Entries provided Start Marker

PR #293, opened 2021-04-23
Call Stop on tracing EventPipeSessions

sywhang:
`EventPipeSession.Stop` needs to be called for the tracing session to successfully receive rundown events. 

In addition, counter sessions don't need rundown so we should specify requestRundown to false while starting the counter session to avoid unnecessary cost of emitting rundown.


sebastienros:
Thanks. Feel free to give some feedback on the rest of the code.

davidfowl:
Thanks @sywhang!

Entries provided End Marker

Show each line of the data that contains the string "tracing".

Call Stop on tracing EventPipeSessions
`EventPipeSession.Stop` needs to be called for the tracing session to successfully receive rundown events. 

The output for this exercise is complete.